In the delete operation of a BST, we need the inorder successor (or…
2024
In the delete operation of a BST, we need the inorder successor (or predecessor) of a node when the node being deleted has both its left and right children non-empty. Which of the following is true about the inorder successor needed in the delete operation?
- A.
Inorder successor is always a leaf node
- B.
Inorder successor is always either a leaf node or a node with an empty left child
- C.
Inorder successor may be an ancestor of the node
- D.
Inorder successor is always either a leaf node or a node with an empty right child
Attempted by 2 students.
Show answer & explanation
Correct answer: B
Concept
In deletion from a BST, when the node to be removed has two non-empty children, its value is replaced by its inorder successor -- the node with the smallest key larger than it. This successor is found by moving once into the right subtree and then repeatedly following left-child pointers until none remain, i.e., the leftmost node of the right subtree. Because inorder traversal visits keys in increasing order within a subtree, the leftmost node of any subtree is guaranteed to have no left child -- if it did, that left child would represent an even smaller key, contradicting the node being leftmost.
Application
The three cases for deleting a node X in a BST are:
X is a leaf: detach X directly from its parent.
X has exactly one non-empty child: splice that child's subtree into X's place.
X has two non-empty children: locate the inorder successor Y as the leftmost node in X's right subtree, copy Y's value into X, then delete Y (which now falls under case 1 or case 2 since Y has no left child).

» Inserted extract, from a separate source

PR #129, opened 2023-12-17
fontscan: add function to return all matched font locations

akiyosi:
I wanted to get all of the font locations that matched a given font family.
This PR adds such a function.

Because Y is reached by always moving left inside X's right subtree, Y's left child is guaranteed to be empty. Y may or may not have a right child, so Y is either a leaf or a node with only a right child -- never the reverse, and never a node lying above X.
Cross-check
The claim that the successor is always a leaf is too strong: only the left pointer is guaranteed empty, so the successor can still carry a right child.
The claim that the successor may be an ancestor is impossible here: an ancestor of X lies on the path from the root to X, while this successor lies strictly inside X's right subtree -- the two regions cannot overlap.
The claim that it is a leaf or has an empty right child has the sides reversed: repeatedly moving left inside the right subtree empties the left pointer, not the right one.